Saved data entries:
|---|
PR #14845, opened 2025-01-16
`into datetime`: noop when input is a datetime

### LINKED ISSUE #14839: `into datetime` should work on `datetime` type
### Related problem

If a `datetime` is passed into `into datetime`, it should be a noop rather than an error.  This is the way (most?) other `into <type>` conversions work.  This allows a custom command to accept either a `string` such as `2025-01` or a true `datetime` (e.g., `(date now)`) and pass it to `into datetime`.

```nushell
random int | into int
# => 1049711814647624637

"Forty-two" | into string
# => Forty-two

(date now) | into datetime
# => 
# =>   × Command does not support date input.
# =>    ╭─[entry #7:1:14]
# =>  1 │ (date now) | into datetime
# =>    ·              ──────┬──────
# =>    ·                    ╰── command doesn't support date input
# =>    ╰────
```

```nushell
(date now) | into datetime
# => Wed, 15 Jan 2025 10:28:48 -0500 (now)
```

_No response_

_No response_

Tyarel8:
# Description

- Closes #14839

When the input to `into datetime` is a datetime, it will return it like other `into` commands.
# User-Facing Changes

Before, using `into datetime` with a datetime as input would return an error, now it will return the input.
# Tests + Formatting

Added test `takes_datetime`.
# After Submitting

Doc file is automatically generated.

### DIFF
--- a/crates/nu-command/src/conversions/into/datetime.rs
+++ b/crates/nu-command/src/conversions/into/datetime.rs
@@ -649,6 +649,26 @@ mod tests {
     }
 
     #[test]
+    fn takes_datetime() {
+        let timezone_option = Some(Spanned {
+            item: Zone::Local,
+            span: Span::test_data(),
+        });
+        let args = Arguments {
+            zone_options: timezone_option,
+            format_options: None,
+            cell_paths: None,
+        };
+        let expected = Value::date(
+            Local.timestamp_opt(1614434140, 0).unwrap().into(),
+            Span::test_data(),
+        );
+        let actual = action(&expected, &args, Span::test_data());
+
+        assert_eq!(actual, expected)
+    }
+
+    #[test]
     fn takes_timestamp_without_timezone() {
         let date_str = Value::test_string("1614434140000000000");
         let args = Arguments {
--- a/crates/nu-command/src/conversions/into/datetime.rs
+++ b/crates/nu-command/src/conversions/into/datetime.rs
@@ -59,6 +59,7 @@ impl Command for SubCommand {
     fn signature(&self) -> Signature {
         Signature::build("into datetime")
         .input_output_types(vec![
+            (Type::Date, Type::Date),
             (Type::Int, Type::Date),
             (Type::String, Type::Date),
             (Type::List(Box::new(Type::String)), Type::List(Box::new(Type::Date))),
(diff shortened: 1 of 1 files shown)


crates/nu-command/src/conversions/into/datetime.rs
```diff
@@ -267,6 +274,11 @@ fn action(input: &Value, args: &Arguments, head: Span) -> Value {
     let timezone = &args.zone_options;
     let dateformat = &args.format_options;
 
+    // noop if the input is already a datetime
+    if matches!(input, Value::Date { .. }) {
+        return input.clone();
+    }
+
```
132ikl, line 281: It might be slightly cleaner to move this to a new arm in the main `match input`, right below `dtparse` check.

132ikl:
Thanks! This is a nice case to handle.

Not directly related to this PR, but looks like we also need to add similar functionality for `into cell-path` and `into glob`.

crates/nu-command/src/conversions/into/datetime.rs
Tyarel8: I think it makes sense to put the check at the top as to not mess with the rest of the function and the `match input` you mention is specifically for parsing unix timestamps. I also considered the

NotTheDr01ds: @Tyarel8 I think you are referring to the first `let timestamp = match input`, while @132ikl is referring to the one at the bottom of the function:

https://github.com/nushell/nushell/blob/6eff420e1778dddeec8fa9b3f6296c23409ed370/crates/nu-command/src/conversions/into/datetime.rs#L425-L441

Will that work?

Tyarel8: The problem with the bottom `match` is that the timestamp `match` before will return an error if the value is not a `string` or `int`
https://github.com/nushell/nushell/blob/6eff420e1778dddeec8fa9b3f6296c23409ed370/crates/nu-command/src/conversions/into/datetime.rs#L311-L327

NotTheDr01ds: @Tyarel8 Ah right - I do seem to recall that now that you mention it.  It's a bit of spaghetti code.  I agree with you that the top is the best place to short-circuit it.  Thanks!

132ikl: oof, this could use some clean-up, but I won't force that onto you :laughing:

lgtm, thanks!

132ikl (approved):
|---|
[How to complete this task]
Give the exact lines, and only those, from the line containing "# Tests + Formatting" through the line containing "Not directly related" in the entries above.

[Answer]
# Tests + Formatting

Added test `takes_datetime`.
# After Submitting

Doc file is automatically generated.

### DIFF
--- a/crates/nu-command/src/conversions/into/datetime.rs
+++ b/crates/nu-command/src/conversions/into/datetime.rs
@@ -649,6 +649,26 @@ mod tests {
     }
 
     #[test]
+    fn takes_datetime() {
+        let timezone_option = Some(Spanned {
+            item: Zone::Local,
+            span: Span::test_data(),
+        });
+        let args = Arguments {
+            zone_options: timezone_option,
+            format_options: None,
+            cell_paths: None,
+        };
+        let expected = Value::date(
+            Local.timestamp_opt(1614434140, 0).unwrap().into(),
+            Span::test_data(),
+        );
+        let actual = action(&expected, &args, Span::test_data());
+
+        assert_eq!(actual, expected)
+    }
+
+    #[test]
     fn takes_timestamp_without_timezone() {
         let date_str = Value::test_string("1614434140000000000");
         let args = Arguments {
--- a/crates/nu-command/src/conversions/into/datetime.rs
+++ b/crates/nu-command/src/conversions/into/datetime.rs
@@ -59,6 +59,7 @@ impl Command for SubCommand {
     fn signature(&self) -> Signature {
         Signature::build("into datetime")
         .input_output_types(vec![
+            (Type::Date, Type::Date),
             (Type::Int, Type::Date),
             (Type::String, Type::Date),
             (Type::List(Box::new(Type::String)), Type::List(Box::new(Type::Date))),
(diff shortened: 1 of 1 files shown)


crates/nu-command/src/conversions/into/datetime.rs
```diff
@@ -267,6 +274,11 @@ fn action(input: &Value, args: &Arguments, head: Span) -> Value {
     let timezone = &args.zone_options;
     let dateformat = &args.format_options;
 
+    // noop if the input is already a datetime
+    if matches!(input, Value::Date { .. }) {
+        return input.clone();
+    }
+
```
132ikl, line 281: It might be slightly cleaner to move this to a new arm in the main `match input`, right below `dtparse` check.

132ikl:
Thanks! This is a nice case to handle.

Not directly related to this PR, but looks like we also need to add similar functionality for `into cell-path` and `into glob`.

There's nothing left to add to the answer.